Who did the servicing? You could ask them what pressure the OPV was. :good:


----------



## L&R (Mar 8, 2018)

It is not about pressure, you ground beans are not not fine enough, without a grinder is almost impossible to spot right grind settings.

BR


----------



## ashcroc (Oct 28, 2016)

Or to confuse matters, they could be ground too fine & causing channelling.

Have you got a pressurised basket you can use while you don't have a grinder?


----------



## MrLatte (Sep 15, 2018)

Agentb said:


> Who did the servicing? You could ask them what pressure the OPV was. :good:


 I did, I followed a YouTube video and to be quite honest I did find it relatively easy having worked quite a lot on cars, that's not to say I couldn't make a mistake but it just seemed pretty straight forward. For the short time after I was using the Costa Coffee beans and I had bo issues extracting them.. but when he ground them down and showed me the grind size I could see where he was coming from.. I'll have t take a picture and show


----------



## MrLatte (Sep 15, 2018)

ashcroc said:


> Or to confuse matters, they could be ground too fine & causing channelling.
> 
> Have you got a pressurised basket you can use while you don't have a grinder?

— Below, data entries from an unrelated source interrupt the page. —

PR #1727, opened 2022-10-31
Add product hpd matrices and siegel disks

YannCabanes:
The ProductHPDMatricesAndSiegelDisks manifold is defined as a
product manifold of the HPD manifold and (n-1) Siegel disks.
The HPD Siegel disks product has a product metric.
The product metric on the HPD Siegel disks product space is the usual
HPD matrices affine-invariant metric (with power affine parameter equal 1)
and Siegel metrics multiplied by constants.
This product manifold can be used to represent Block-Toeplitz HPD matrices.

References
----------
.. [Cabanes2022] Yann Cabanes. Multidimensional complex stationary
    centered Gaussian autoregressive time series machine learning
    in Poincaré and Siegel disks: application for audio and radar
    clutter classification, PhD thesis, 2022
.. [Cabanes2021] Yann Cabanes and Frank Nielsen.
    New theoreticla tools in the Siegel space for vectorial
    autoregressive data classification,
    Geometric Science of Information, 2021.
    https://franknielsen.github.io/IG/GSI2021-SiegelLogExpClassification.pdf
.. [JV2016] B. Jeuris and R. Vandebril. The Kahler mean of Block-Toeplitz
    matrices with Toeplitz structured blocks, 2016.
    https://epubs.siam.org/doi/pdf/10.1137/15M102112X


YannCabanes:
Hello @lpereira95, 

One of the difficulties is that the `ProductManifold` and `ProductRiemannianMetric` classes have not been designed for a product manifold of square matrices.
The shape of a point of the `ProductHPDMatricesAndSiegelDisks` manifold is `(n_manifolds, n, n)`.

The TensorFlow tests do not run due to the following error which is not related to this PR:
`ERROR tests/tests_geomstats/test_multivariate_normal.py - TypeError: 'tensorflow.python.framework.ops.EagerTensor' object does not support item assignment`

geomstats/geometry/hpd_matrices.py
```diff
@@ -510,7 +510,7 @@ class HPDAffineMetric(ComplexRiemannianMetric):
     """
 
     def __init__(self, n, power_affine=1, scale=1.0):
-        dim = int(n * (n + 1) / 2)
+        dim = n**2
```
lpereira95, line 513: it was correct. the behavior you want is achieved by making `default_coords_type="intrisinc"` (it was wrongly defined as `"intrinsic"`.

Please revert this change here and in the other places.

For future reference, it is also advised to make corrections for code that is not the focus of the PR in different PRs.

geomstats/geometry/product_hpd_matrices_and_siegel_disks.py
```diff
@@ -0,0 +1,111 @@
+"""The ProductHPDMatricesAndSiegelDisks manifold.
```
lpereira95, line 1: the filename is too long: `product_hpd_and_siegel` instead? the class can then keep its name.

geomstats/geometry/product_manifold.py
```diff
@@ -179,7 +179,9 @@ def embed_to_product(self, points):
                 points_.append(response)
 
             return gs.concatenate(points_, axis=-1)
-        return gs.stack(points, axis=-2)
+        if len(self.shape) <= 2:
+            return gs.stack(points, axis=-2)
```
lpereira95, line 183: the `if` is unnecessary, the return below is enough.

geomstats/geometry/product_hpd_matrices_and_siegel_disks.py
```diff
@@ -0,0 +1,111 @@
...
+
+    def __init__(self, n_manifolds, n, **kwargs):
+        hpd_matrices = HPDMatrices(n=n)
+        hpd_matrices.metric = HPDAffineMetric(n=n, scale=n_manifolds**0.5)
+        siegel_disk = Siegel(n=n)
+        list_manifolds = [hpd_matrices] + (n_manifolds - 1) * [siegel_disk]
+        super(ProductHPDMatricesAndSiegelDisks, self).__init__(
+            factors=list_manifolds, **kwargs
+        )
+        self.shape = (n_manifolds, n, n)
```
lpereira95, line 59: this is hacking `ProductManifold`.

We need to refactor `ProductManifold` to handle this situation "natively". Can you please open a PR only with the changes to product manifold, so we can focus on it? (I'll help you moving fast with it, and I also would like to bring @johnharveymath to the discussion, since he worked a lot on its refactoring.)

We can test the behavior you want by e.g. doing a product manifold with 2 `SPDMatrices` or any matrices space combination with same point shape.

geomstats/geometry/product_hpd_matrices_and_siegel_disks.py
```diff
@@ -0,0 +1,111 @@
...
+        self.metric = ProductHPDMatricesAndSiegelDisksMetric(
```
lpereira95, line 60: this can be passed directly to `super`

geomstats/geometry/product_manifold.py
```diff
@@ -208,8 +210,11 @@ def project_from_product(self, point):
                 for j in range(len(self.factors))
             ]
 
-        else:
+        elif len(self.shape) <= 2:
             projected_points = [point[..., j, :] for j in range(len(self.factors))]
+        else:
+            point = gs.reshape(point, (-1,) + self.shape)
+            projected_points = [point[:, j, ...] for j in range(len(self.factors))]
```
lpereira95, line 217: no need for reshape: `point[..., j, :, :]` should work.

lpereira95 (changes requested):
Thanks @YannCabanes.

As I told, let's move with the `ProductManifold` changes separately (my comments also apply to `ProductManifoldMetric`).

geomstats/geometry/hpd_matrices.py
YannCabanes: Hello @lpereira95, 
I am not sure about the HPD matrices manifold dimension.
I would say that its dimension as a real scalar coordinates is `n**2`: 
- the dimension of the real part is equal to `n * (n+1) / 2` as it entirely determine by the upper triangular part, diagonal included.
- the dimension of the imaginary part is equal to `n * (n-1) / 2` as it entirely determine by the upper triangular part, diagonal excluded.

We can also say that the dimension is equal the `n * (n+1) / 2` as it entirely determine by the upper triangular part (diagonal included) which is composed of `n * (n+1) / 2` complex coefficients.
However, we can not create a complex basis of this dimension.
For example the diagonal coefficients of an HPD matrix are positive reals. If a diagonal coefficient is multiplied by a complex constant, then the matrix is not HPD anymore. 
Anyway, the HPD matrices is not a vector space as multiplying an HPD matrix by minus 1 do not give an HPD matrix.

Even if the HPD matrices manifold is not a vector space, if we had to define a basis of this space, I think that it would be better to use `n**2` basis vectors (real or complex) and using real scalar coordinates than to use `n * (n+1) / 2` complex basis vectors with complex coordinates.
Then I would suggest to consider that the dimension of the HPD matrices is rather `n**2` than `n * (n+1) / 2`.

So from a mathematical point of view, I would say that its dimension is `n**2` : an HPD matrix can be represented by `n**2` real coordinates.

However, if you consider the dimension as the minimum number of coefficients of the matrix that you need to save to be able to recover the entire HPD matrix, then it is `n * (n+1) / 2` complex coefficients.

What do you think about it?

geomstats/geometry/product_hpd_matrices_and_siegel_disks.py
YannCabanes: Hello @lpereira95,
Is `product_hpd_and_siegel_disks` fine?
Or is it still too long?
If possible, I would like to show that there are several Siegel spaces.

geomstats/geometry/product_hpd_matrices_and_siegel_disks.py
johnharveymath: I am happy to get in on this. I can contribute on Friday. Just for clarification - the idea here is that the factors coming in are of shape (n, n) and we then want the product manifold to have a shape like (k, n, n)? I approve of this idea as it reflects best how we would mathematically think about the manifold.

lpereira95: Exactly @johnharveymath. We can move this on in a different PR.

Do you have in mind the required changes to implement this? (I have some ideas in case.) I was thinking that maybe we should replace `default_point_type` by something more generic, like `point_ndim`, so it seems more naturally to make this change (this variable basically describes `len(shape)`. But probably this is not even required.

Let me know you're thoughts.

geomstats/geometry/hpd_matrices.py
YannCabanes: Hello @lpereira95  and @johnharveymath,
Whether you decide that the dimension is `n**2` or `n * (n+1) / 2`, you will have odd dimensions for some values of `n` in both cases. (For example `n=1`.)
If do not think that the HPD matrices manifold should be considered as a complex manifold.
For example, in dimension `n=1`, the HPD manifold is just the set of positive reals.
Then, taking the basis vector `[[1]]`, each one-dimensional HPD matrix `[[a]] = a * [[1]] `can be represented in this basis by the real coordinate `a`.
It is then an open subset of the real space of dimension 1 as the set of HPD matrices corresponds to the coordinate `a > 0`.
However, if we consider complex coordinates `a`, then `a * [[1]]` is not an HPD matrix in general.
The HPD matrices manifold is a manifold which has some complex values, but it is much closer to an open subset of a real vector space (with some real or complex basis vectors) than to a complex vector space.

In dimension `n=2`, the basis that I would choose would be the 4 basis vectors:
- `e1 = [[1, 0], [0, 0]]`
- `e2 = [[0, 0], [0, 1]]`
- `e3 = [[0, 1], [1, 0]]`
- `e4 = [[0, i], [-i, 0]]`

Then each two-dimensional HPD matrix can be represented as a linear combination of these 4 basis vectors using real coordinates: `hpd_matrix = a1 e1 + a2 e2 + a3 e3 + a4 e4`. 
The set of coefficients `(a1, a2, a3, a4) in R^4` corresponding to HPD matrices is an open convex subset of `R^4` which is stable by multiplication by a strictly positive constant.

Then would you agree to consider that its dimension is `n**2`?

geomstats/geometry/product_hpd_matrices_and_siegel_disks.py
johnharveymath: Yes, this may be a good idea, but I don't think it's necessary for this particular issue. So far what I've done is add a `default_point_type` of `'other'` for `len(shape)>2`. The `ProductManifold` will try to choose the best shape for the user, which will be `(n_factors, factors.shape)` if they all have the same shape. That's working fine. Now I have to make sure nothing is broken in any other classes. by having this new type. Then I need to to just run through all the methods of `ProductManifold` to make them work with this shape, but I don't think that will be a problem at all.

geomstats/geometry/hpd_matrices.py
johnharveymath: I see - it is embedded in a complex space but is not itself complex. Then `n**2` looks right to me, yes.

geomstats/geometry/product_hpd_matrices_and_siegel_disks.py
YannCabanes: Hello @lpereira95,
I have changed `product_hpd_matrices_and_siegel_disks` into `product_hpd_and_siegel_disks` in the file names.
Tell me if it is still too long.

YannCabanes: Done.

geomstats/geometry/product_manifold.py
YannCabanes: Hello @lpereira95,
Yes, using `point[..., j, :, :]` is working when `len(self.shape) == 2`.
My solution (reshaping the data) should be working when `len(self.shape) >= 2`.
Which solution would you like me to keep?

geomstats/geometry/product_manifold.py
YannCabanes: Done.

geomstats/geometry/product_hpd_matrices_and_siegel_disks.py
YannCabanes: Done.

lpereira95:
@YannCabanes, do you have some smoke data to add here? I'll merge it for now, but it would be important to add some known data to ensure everything really works fine.

YannCabanes:
Hello @lpereira95,
With my notations, the scale parameter means multiplying the distance by the scale parameter, which means multiplying:

- `dist` --> (multiply by) `scale` 
- `norm` --> `scale`

- `metric_matrix` --> `scale ** 2`
- `inner_product` --> `scale ** 2`
- `squared_norm` --> `scale ** 2`
- `squared_dist` --> `scale ** 2`

However, I see that in the current master branch, the file `product_riemannian_metric.py` is using a different convention for `metric_matrix` and `inner_product` as they are only multiplied by `scale` and not `scale ** 2`.
--> I think that we should change that and specify the changes for each of the 6 elements mentioned above.

I am currently looking at the how the scale influences the curvature, sectional_curvature, riemann_tensor...

When you write:
```
metrics = [scales[0] * HPDAffineMetric(n=n)] + [
            scale * SiegelMetric(n=n) for scale in scales[1:]
        ]
```
do you obtain the changes that I described above?

If yes, then you can merge.

lpereira95:
@YannCabanes, maybe we also need to adapt here the scale parameter as you are discussing in #1761. Do you have any smoke data where we can try this out? Or alternatively, what happens e.g. to the distance when we increase the number of manifolds and e.g. repeat a siegel point many times?

YannCabanes:
Hello @lpereira95,
As discussed in #1761, I just did a complete review of the influence of the scale parameter. 
The scale parameter (related to the metric) has no influence on any function defined in the file `connection.py` (`christoffels`, `exp`, `log`, `riemann_tensor`, `curvature`, `ricci_tensor`, `geodesic`...).
The scale parameter influences the methods defined in the file `riemannian_metric.py`.
Using the convention in which the distance is multiplied by the scale parameter and the metric_matrix by scale ** 2, I now list the influence of the scale parameter on each method of the class `RiemannianMetric`:
- `metric_matrix` --> `* scale ** 2`
- `cometric_matrix` --> `/ scale ** 2`
- `inner_product_derivative_matrix` --> `* scale ** 2`
- `christoffels` --> no influence
- `inner_product` --> `* scale ** 2`
- `inner_coproduct` --> `/ scale ** 2`
- `hamiltonian` --> `/ scale ** 2`
- `squared_norm` --> `* scale ** 2`
- `norm` --> `* scale`
- `normalize` --> `/ scale`
- `random_unit_tangent_vec` --> `/ scale`
- `squared_dist` --> `* scale ** 2`
- `dist` --> `* scale`
- `dist_broadcast` --> `* scale`
- `dist_pairwise` --> `* scale`
- `diameter` --> `* scale`
- `closest_neighbor_index` --> no influence
- `normal_basis` --> `/ scale`
- `covariant_riemann_tensor` --> `* scale ** 2`
- `sectional_curvature` --> `/ scale ** 2`
- `scalar_curvature` --> `/ scale ** 2`

YannCabanes:
Hello @lpereira95,
The `ProductHPDMatricesAndSiegelDisks` with is the product of one HPDMatrices manifold and `(n_manifolds - 1)` Siegel manifolds.
About the metric, when `point_a` and `point_b` have the same values in each of the `(n_manifolds - 1)` Siegel disks, we have:
```
ProductHPDMatricesAndSiegelDisks(n_manifolds, n).dist
= n_manifolds ** 0.5 * HPDAffineMetric(n=n).dist
+ ((n_manifolds - 1) * n_manifolds / 2) ** 0.5 * SiegelMetric(n).dist
```
Can you write a test with this information or do you want me to do it?

lpereira95:
Thanks for all these verifications @YannCabanes. I'll add the test.

YannCabanes:
Hello @lpereira95,
Great, I let you add the test and merge this PR. Thank you!
Once it is merged, I will add another product manifold: `ProductPositiveRealsAndComplexPoincareDisks` which corresponds to the one-dimensional case of `ProductHPDMatricesAndSiegelDisks`.
Indeed, `PositiveReals` is the one-dimensional case of `HPDMatrices` and `ComplexPoincareDisk` is the one-dimensional case of `Siegel`. In these one-dimensional manifolds, many simplifications occur compared with the multidimensional manifolds since matrices commute in dimension 1.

 I'll do a video showing the ground size and then a shot with the naked portafilter, the first grind size was definitely too coarse in my opinion as I could really tamp the grounds down and compress it reminded more of say a cafetiere grind, but the second finer grind was much finer.. but yeah I'll get a video and photos. I did also take a bag of another bean to try so maybe I'll run that through and see if it's much different.


----------



## MrLatte (Sep 15, 2018)

ashcroc said:


> Or to confuse matters, they could be ground too fine & causing channelling.
> 
> Have you got a pressurised basket you can use while you don't have a grinder?


 Yeah I do have a few, would this be a workable solution for the short term?


----------



## Pants001 (Mar 13, 2019)

With everything else being the same, did you get a good shot with your Super Jolly?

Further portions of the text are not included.